Ansonsten solltest du dir mal das Programm gparted (http://gparted.sourceforge.net/) zumüte führen.

Gruß


----------



## Psychodelics (5. Januar 2010)

Hört sich nicht gut an. Schon mal ScanDisk durchlaufen lassen?!

Ansonsten gibt es doch noch etliche FreeWare, die einem Festpatten und Partitionen formatieren, wenn Windows versagt:

http://www.oo-software.com/home/de/products/oosafeerase/
http://eraser.heidi.ie/
http://www.dban.org/

 Versuchs doch mal damit. Vielleicht hilft es dir ja weiter.

Gruß, Adnan


----------



## Kai008 (6. Januar 2010)

Kann sein, dass die Platte neu intialisiert werden muss (oder wie das Windows nennt).
Das heißt, du musst nur neu starten. Versuchs mal in der Datenträgerverwaltung, falls dass der Fall ist gibt dir diese die jeweilige Fehlermeldung aus. (Gegen den Arbeitsplatz, der dir nur eine allgemeine ausgibt.)


----------



## holzmensch (6. Januar 2010)

Danke erstmal für die Antworten,

wollte gerade diese externen Programme drüberlaufen lassen, musste aber feststellen,
dass er im BIOS beim Start die SATA-Platte garnicht mehr erkennt. Im Gerätemanager ist auch der RAID Controller
mit einem Fragezeichen (keine Treiber) versehen. Vlt sollte ich ja mal SATA installieren, doch habe keinen
Floppylaufwerk. Kann man das auch irgendwie anderweitig installieren?

Gruß


----------



## Godstyle (6. Januar 2010)

lad dir die treiber aus dem internet runter und installier sie.

lg


----------



## holzmensch (7. Januar 2010)

Habe ich, die Treiber sind aber so aufgebaut, dass sie nur eine Diskette erstellen, um so die SATA Controller zu installieren.
Bin aber Floppylos unterwegs, da muss es doch eine Möglichkeit geben, die SATA Kagge zu installieren, sodass BIOS auch
die Platte erkennt.


----------



## Godstyle (7. Januar 2010)

ich denke wir sprechen von winxp. 

brenn die treiber denoch auf eine cd,
leg die installations cd von win xp ein und starte das installationsprogramm.

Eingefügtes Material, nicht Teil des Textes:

PR #2476, opened 2020-01-12
PhaseTracker 1.14 Upgrade

gabizou:
This leaves a lot to be desired currently as it's a WIP.

### What's the update?

The `PhaseTracker` is essentially an adaptation of pairing server-focused changes occurring in a `World` to an `Event` factory with specific `Cause` population based on the processing of a `IPhaseState`. If that's enough to make you ask "***huh??***" then it might be recommended to read a little bit about [Events and their causes](https://docs.spongepowered.org/stable/en/plugin/event/causes.html). The `PhaseTracker` is a wedged implementation of logging `BlockState`, `BlockEntity`, `Entity`, and `ItemStack` changes within a `World` during specific operations, such as:
 - An `Entity` performing work during a Game tick
 - A `Player` interacting with a block
 - A `Block` "growing" into a different `Block`
 etc.

Because of how intrinsically "wired" the system is to the engine, it needs hooks in various areas of the Game logic to say "hey, we're gonna be ticking an `Entity` here!" Currently, for `stable-7` or Minecraft 1.12, it's doing this mostly well (sans some incompatibility with some mods and their design, no fault of theirs, just differences in how the system needs to be improved), but as it's shown, it's still very much tied to the game's core logic.

#### Ok, so update the hooks then?

Of course! How could I be so blind! Just update the tens of thousands of lines that make the system... Ok, it's not really *tens* of thousands, it's closer to maybe 20k, but short of the hooks, the actual logic processes need to be reviewed and re-analyzed with caution since 1.14's block logic has changed enough that some parts of the system are needing to be re-engineered.

#### PhaseTracker per Thread

With the `PhaseTracker` being so integral to many systems in the game logic, and to support client sided effects and events, along with asynchronous world generation events, the `PhaseTracker` is redesigned to have two primary instances (`CLIENT` and `SERVER`) while the purposed `getInstance()` will return a `Thread` appropriate variant. Because of this, we'll be able to appropriately associate individual `PhaseTracker`s to pooled `PhaseContext`s via `PooledPhaseState`. What this means is that the pools of recycled contexts will be per-thread, and furthermore be sanity checked to the `PhaseTracker` instance that created them. Uniquely, this will sanity check closures of `PhaseContext`s to avoid asynchronous closures without knowing which thread originally entered said state.

#### Splitting the `PhaseTracker` associated code from all Mixins into a separate package

This is mostly an organizational effort to verify "who does what and why". When looking at [WorldServerMixin](https://github.com/SpongePowered/SpongeCommon/blob/11a0398d9f3fe12ed7cf40ff758d6f7d36dbf154/src/main/java/org/spongepowered/common/mixin/core/world/WorldServerMixin.java#L962-L994), it's difficult to read as to what this method is doing and why, except that it's interacting with a "proxy" for some reason. This, on top of several scattered areas where we have `PhaseState` entries, it becomes difficult to see what sections of code are to support the `PhaseTracker`, using the `PhaseTracker` for context population, or simply using the `PhaseTracker` for throwing events. Lastly, because testing of Sponge code without the `PhaseTracker` involvement and possible bugs/side effects, there's no "switch" to flip, except by removing the main hooks and hoping nothing else breaks in the process of those missing hooks.

Likewise, because the injections/redirects/etc. would now be in a separate Mixin bundle, we can too prefix those with `tracker$` to further identify what methods are coming from where.

So here's a laundry list of things I need to have done for the update:

- [ ] Update `BlockTransaction` to keep track of neighbor "shape updates" being requested, etc.
 - [ ] Update `SpongeBlockProxy` to be a simplified `IWorld` proxy so fewer mixins have to exist 
  - This is up for debate, and only possible in 1.13+ because of the introduction of the super interface. Since we can implement `IWorld`, the contracts for various block methods only actually require an `IWorld` instance, allowing us to better track changes and `TileEntity` additions. 
 - [ ] Review whether there's enough "hooks" in some mixins to split out into another mixing package/plugin
 - This would theoretically allow us to entirely disable the `PhaseTracker` without disabling events being thrown
 - We'd be able to improve visibility of what mixins/injections are for what purpose, when some are stubs or proxy-related injections.
- [ ] Review `BlockChangeFlag` API exposure, we have a bit we can expand on for better plugin control


src/main/java/org/spongepowered/common/event/tracking/PooledPhaseState.java
```diff
@@ -25,45 +25,62 @@
...
+        this.contextPool = pool;
     }
 
     @Override
     public final C createPhaseContext() {
-        if (this.cached != null && !this.cached.isCompleted) {
-            final C cached = this.cached;
-            this.cached = null;
-            return cached;
+        this.lock.lock();
```
gabizou: @dualspiral @Zidane I'm introducing this due to the nature of now having possibly multiple threads accessing the same values/stacks, and avoiding the cache getting corrupted, I figured this would be optimal, but I'd ask for someone more knowledgeable than I about threading.

src/main/java/org/spongepowered/common/registry/builtin/supplier/EventContextKeySupplier.java
```diff
@@ -0,0 +1,73 @@
...
+import org.spongepowered.api.world.LocatableBlock;
+import org.spongepowered.api.world.World;
+import org.spongepowered.common.event.SpongeEventContextKey;
+
+import java.util.stream.Stream;
+
+@SuppressWarnings("UnstableApiUsage")
+public class EventContextKeySupplier {
+
+    public static Stream<EventContextKey<?>> stream() {
```
gabizou, line 30: @Zidane if you can, please tell me this is the correct way of doing it for Sponge provided types?

src/main/java/org/spongepowered/common/event/tracking/PooledPhaseState.java
dualspiral: Hooray, my numerical simulation knowledge comes into play here!

This will work, but I'm concerned about the performance penalty of this. Now, I'm not completely versed in the internals of the PhaseTracker, but I know enough about it to know that this code is going to be executed hundereds, if not thousands of times per second.

Consider this happening on multiple threads. A lock must always be treated as a bottleneck, because you're saying that you know multiple threads might access this so you need them to do it one at a time. That's going to happen a lot here - if we're not careful, the performance benefit of the async world generators will become a performance deficit because phases can only be switched one at a time - and this is happening both on build up and tear down of a phase.

I think that we may need to give each instance of the phase tracker a `UUID` that allows us to identify it, and/or let each phase tracker have its own pool of objects. I don't think there will be a massive cost memory wise _really_ and we'll not have to worry about dreadful performance because of many many multi thread contexts switches a second.

(Aside: I've done this before. I used MPI in my Monte-Carlo simulations but needed everything to sync up at one point. I was too judicious with my sync points and my simulation ended up being three times slower. I also had the risk of deadlock and this affected multiple nodes in a cluster hitting many other users waiting for their code to run! I don't think we have it here but that was hard to resolve...)

dualspiral: Looking a slight bit more, the cached context is linked to the state which I'm also guessing is pooled - is the state per phase-tracker instance? If it is, you wouldn't need to lock until after the first if block which would mitigate some of the hit with locking as the cached context would also be per phase-tracker instance.

src/main/java/org/spongepowered/common/event/tracking/PooledPhaseState.java
```diff
@@ -25,45 +25,62 @@
...
+                return;
+            }
+            if (this.cached == null) {
+                // We can cache this context to recycle it if it's requested later.
+                // If there's no requests and just pushing, then it can be pushed to the
+                // deque.
+                this.cached = context;
+                return;
+            }
+            this.contextPool.push(context);
```
dualspiral: Similarly, to my comment above, if this object is per phase tracker instance, you can just lock from here.

src/main/java/org/spongepowered/common/event/tracking/PooledPhaseState.java
gabizou: > Hooray, my numerical simulation knowledge comes into play here!

Yay! Primarily why I ask, since 

> Consider this happening on multiple threads. A lock must always be treated as a bottleneck, because you're saying that you know multiple threads might access this so you need them to do it one at a time. That's going to happen a lot here - if we're not careful, the performance benefit of the async world generators will become a performance deficit because phases can only be switched one at a time - and this is happening both on build up and tear down of a phase.

Right, suffice to say that this will happen for each `Entity`, `TileEntity`, `BlockState`, `FluidState`, and `BlockState` random ticks, along with every single `NeighborNotification` and possibly `NeighborShapeUpdate`, so it's going to be "hot" to say the least.

> I think that we may need to give each instance of the phase tracker a `UUID` that allows us to identify it, and/or let each phase tracker have its own pool of objects. I don't think there will be a massive cost memory wise _really_ and we'll not have to worry about dreadful performance because of many many multi thread contexts switches a second.

Currently each `PhaseTracker` gets it's own `Thread` and I've contemplated on generating some `UUID`s, possibly Type5 based on the "thread namespace", thereby guaranteeing the same uuid constant for the server thread and client thread, but world gen threads I've yet to find where those get spun off to hook a new PhaseTracker instance to them. I made this change to avoid the pool of objects existing on the `PhaseTracker` since it did nothing with the pools except shove them to a map for debugging purposes. If we are to move to per-`PhaseTracker` context creation, then we'll also need to supply the `PhaseTracker` instance being used (which is based on thread and expectations).

> (Aside: I've done this before. I used MPI in my Monte-Carlo simulations but needed everything to sync up at one point. I was too judicious with my sync points and my simulation ended up being three times slower. I also had the risk of deadlock and this affected multiple nodes in a cluster hitting many other users waiting for their code to run! I don't think we have it here but that was hard to resolve...)

I do understand the possibilities of deadlocking (There's a relatively easy deadlock you can do with a `Feature` that spawns entities and if any methods in the `Entity` call to the parent world to get a `Chunk`, boom, instant deadlock.

> Looking a slight bit more, the cached context is linked to the state which I'm also guessing is pooled - is the state per phase-tracker instance? If it is, you wouldn't need to lock until after the first if block which would mitigate some of the hit with locking as the cached context would also be per phase-tracker instance.

Currently every state instance is considered a singleton. We don't have pooled states since the `IPhaseState` is effectively a controller while the `PhaseContext` is the model. It's possible to shove the context pooling to the `PhaseTracker` instance since the context will know which is being used when it's being "switched" in.

src/main/java/org/spongepowered/common/data/type/SpongeSpawnType.java
```diff
@@ -30,7 +30,18 @@
 
 public final class SpongeSpawnType extends SpongeCatalogType implements SpawnType {
 
-    public SpongeSpawnType(CatalogKey key) {
+    private boolean isForced = false;
+
+    public SpongeSpawnType(CatalogKey key, String name) {
```
Zidane, line 35: Delete name parameter unless it is a NamedCatalogType.

src/main/java/org/spongepowered/common/event/SpongeEventContextKey.java
```diff
@@ -27,38 +27,34 @@
...
 
     SpongeEventContextKey(SpongeEventContextKeyBuilder<T> builder) {
-        this.id = builder.id;
+        this.id = builder.key;
         this.allowed = builder.typeClass;
-        this.name = builder.name;
     }
 
-    public SpongeEventContextKey(String id, String name, Class<T> allowed) {
+    public SpongeEventContextKey(CatalogKey id, TypeToken<T> allowed) {
```
Zidane, line 45: id -> key

src/main/java/org/spongepowered/common/event/tracking/BlockChangeFlagManager.java
```diff
@@ -0,0 +1,180 @@
...
+import org.spongepowered.common.world.SpongeBlockChangeFlag;
+
+import java.util.Collection;
+import java.util.Collections;
+import java.util.LinkedHashMap;
+import java.util.Locale;
+import java.util.Map;
+import java.util.StringJoiner;
+
+public final class BlockChangeFlagManager {
```
Zidane, line 41: These are not catalogs, correct?

src/main/java/org/spongepowered/common/event/tracking/PhaseTracker.java
```diff
@@ -342,363 +296,77 @@ void completePhase(final IPhaseState<?> prevState) {
...
+                        .map(TileEntity::getType)
+                        .orElse(null);
                 if (type != null) {
+                    ResourceLocation id = TileEntityType.getId(type);
+                    if (id == null) {
+                        id = new ResourceLocation(source.getClass().getCanonicalName());
+                    }
                     final Map<String, Boolean> autoFixedTiles = trackerConfig.getAutoFixedTiles();
-                    final boolean contained = autoFixedTiles.containsKey(type.getId());
+                    final boolean contained = autoFixedTiles.containsKey(type.toString());
```
Zidane, line 359: type.getKey().getFormatted()

src/main/java/org/spongepowered/common/event/tracking/PhaseTracker.java
```diff
@@ -791,22 +460,22 @@ public void notifyBlockOfStateChange(final ServerWorldBridge mixinWorld, final n
...
-                notifyState.neighborChanged(((ServerWorld) mixinWorld), notifyPos, sourceBlock, sourcePos);
+                notifyState.neighborChanged(((ServerWorld) mixinWorld), notifyPos, sourceBlock, sourcePos, isMoving);
             }
         } catch (final Throwable throwable) {
             final CrashReport crashreport = CrashReport.makeCrashReport(throwable, "Exception while updating neighbours");
             final CrashReportCategory crashreportcategory = crashreport.makeCategory("Block being updated");
             crashreportcategory.addDetail("Source block type", () -> {
                 try {
-                    return String.format("ID #%d (%s // %s)", Block.getIdFromBlock(sourceBlock),
+                    return String.format("ID #%d (%s // %s)", Registry.BLOCK.getId(sourceBlock),
```
Zidane, line 507: Do not pass back IDs to crash reports, pass their keys

src/main/java/org/spongepowered/common/event/tracking/PhaseTracker.java
```diff
@@ -815,51 +484,51 @@ public void notifyBlockOfStateChange(final ServerWorldBridge mixinWorld, final n
...
+     * with the additions of cause tracking
      *
      * @param pos The position of the block state to set
      * @param newState The new state
      * @param flag The notification flags
      * @return True if the block was successfully set (or captured)
      */
     @SuppressWarnings("rawtypes")
-    public boolean setBlockState(final ServerWorldBridge mixinWorld, final BlockPos pos, final net.minecraft.block.BlockState newState, final BlockChangeFlag flag) {
+    public boolean setBlockState(final ServerWorldBridge mixinWorld, final BlockPos pos,
```
Zidane: mixinWorld -> worldBridge

src/main/java/org/spongepowered/common/event/tracking/PhaseTracker.java
```diff
@@ -871,38 +540,36 @@ public boolean setBlockState(final ServerWorldBridge mixinWorld, final BlockPos
...
+            // this.profiler.startSection("queueCheckLight");
+            world.getProfiler().startSection("queueCheckLight");
+            // this.getChunkProvider().getLightManager().checkBlock(pos);
+            world.getChunkProvider().getLightManager().checkBlock(pos);
+            // this.profiler.endSection();
+            world.getProfiler().endSection();
         }
 
-        // Sponge Start - At this point, we can stop and check for captures.
+        // Sponge Start - At this point, we can stop and check for captures;
```
Zidane, line 597: .

src/main/java/org/spongepowered/common/event/tracking/PhaseTracker.java
```diff
@@ -1169,115 +857,21 @@ public boolean spawnEntityWithCause(final World world, final Entity entity) {
      * @return True if the entity spawn is on the main thread.
      */
     public static boolean isEntitySpawnInvalid(final Entity entity) {
-        if (Sponge.isServerAvailable() && (Sponge.getServer().isMainThread() || SpongeImpl.getServer().isServerStopped())) {
+        if (Sponge.isServerAvailable() && (Sponge.getServer().onMainThread() || SpongeImpl.getServer().isServerStopped())) {
```
Zidane, line 917: Use SpongeImpl method to collapse first two branches

src/main/java/org/spongepowered/common/event/tracking/PhaseTracker.java
```diff
@@ -84,25 +85,19 @@
 import org.spongepowered.common.event.tracking.phase.tick.NeighborNotificationContext;
 import org.spongepowered.common.event.tracking.phase.tick.TickPhase;
 import org.spongepowered.common.mixin.accessor.world.server.ServerWorldAccessor;
-import org.spongepowered.common.registry.type.event.SpawnTypeRegistryModule;
+import org.spongepowered.common.registry.builtin.supplier.SpawnTypeSupplier;
```
Zidane, line 91: Do not reference supplier classes in common code. Simply do SpawnTypes.BLAH.get()

src/main/java/org/spongepowered/common/event/tracking/PooledPhaseState.java
Zidane: Could you not grant each PhaseTracker instance it's own pool and avoid the lock altogether?

src/main/java/org/spongepowered/common/event/tracking/TrackingUtil.java
```diff
@@ -142,7 +143,36 @@
         });
     public static final int WIDTH = 40;
 
-    public static void tickEntity(final net.minecraft.entity.Entity entity) {
+    public static void tickEntity(final Consumer<net.minecraft.entity.Entity> consumer, final net.minecraft.entity.Entity entity) {
+        checkArgument(entity instanceof Entity, "Entity %s is not an instance of SpongeAPI's Entity!", entity);
+        checkNotNull(entity, "Cannot capture on a null ticking entity!");
+        final EntityBridge mixinEntity = (EntityBridge) entity;
```
Zidane, line 150: mixinEntity -> entityBridge

src/main/java/org/spongepowered/common/registry/builtin/supplier/EventContextKeySupplier.java
Zidane: This would go into the Stream package and be named like the other stream classes are.

src/main/java/org/spongepowered/common/registry/builtin/supplier/SpawnTypeSupplier.java
```diff
@@ -0,0 +1,39 @@
+package org.spongepowered.common.registry.builtin.supplier;
+
+import org.spongepowered.api.CatalogKey;
+import org.spongepowered.api.event.cause.entity.spawn.SpawnType;
+import org.spongepowered.common.data.type.SpongeSpawnType;
+
+import java.util.function.Supplier;
+import java.util.stream.Stream;
+
+public class SpawnTypeSupplier {
```
Zidane, line 10: Same here, stream package and named like the stream classes.

In all honesty, the supplier classes are simply for supplying Vanilla registry entries.

src/main/java/org/spongepowered/common/registry/builtin/supplier/SpawnTypeSupplier.java
```diff
@@ -0,0 +1,39 @@
...
+
+    public static SpawnType FORCED = new SpongeSpawnType(CatalogKey.sponge("forced"), "Forced").forced();
```
Zidane, line 12: Is there a reason this is here? Why isn't this in the API?

src/main/java/org/spongepowered/common/event/tracking/PooledPhaseState.java
dualspiral: That was my suggestion too: https://github.com/SpongePowered/SpongeCommon/pull/2476#discussion_r365579305

src/main/java/org/spongepowered/common/event/tracking/PhaseTracker.java
gabizou: Can't if the spawn type is an internal one. It's not exposed to the API for the reason that it's internal use only but still detectable for plugins to interpret for their own uses.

Direkt am anfang drücke F6 installation von fremdtreibern.

Danach läuft er bis zum ende des durch und fragt dich dann von wo er die treiber holen soll, wähle nun das laufwerk deines cd-rom aus. 

Er wird nun verlangen das du die agbs bestätigst drücke dazu F8 nun fragt er win reperieren oder installieren.
Wähle installieren.

Anschliesend sucht er bereits installierte windows versionen, wähle deine version aus und klicke nun reperieren.

(wenn du bereits beim ersten mal reperieren klickst löscht er deine daten)

lasse nun die standart installation durchlaufen.

Wenn er nun fertig ist, dann hast du alle deine daten wieder ohne das was gelöscht wurde.


----------



## bRainLaG (7. Januar 2010)

mich würde noch interessieren hattest du vorher windows xp drauf und versuchst nun wieder windows xp zu installieren, weil ich, als ich danach gegoogelt habe, nur gefunden habe, das Leute dieses Problem hatten die vorher Windows Vista drauf hatten und dann wieder Windows XP rauf machen wollten,was wohl an der NTFS-Formatierung von Windows Vista lag?

Mfg Brainlag


----------



## Godstyle (7. Januar 2010)

Hallo bRainLaG

ich kann dir dazu sagen das es nicht an vista liegt.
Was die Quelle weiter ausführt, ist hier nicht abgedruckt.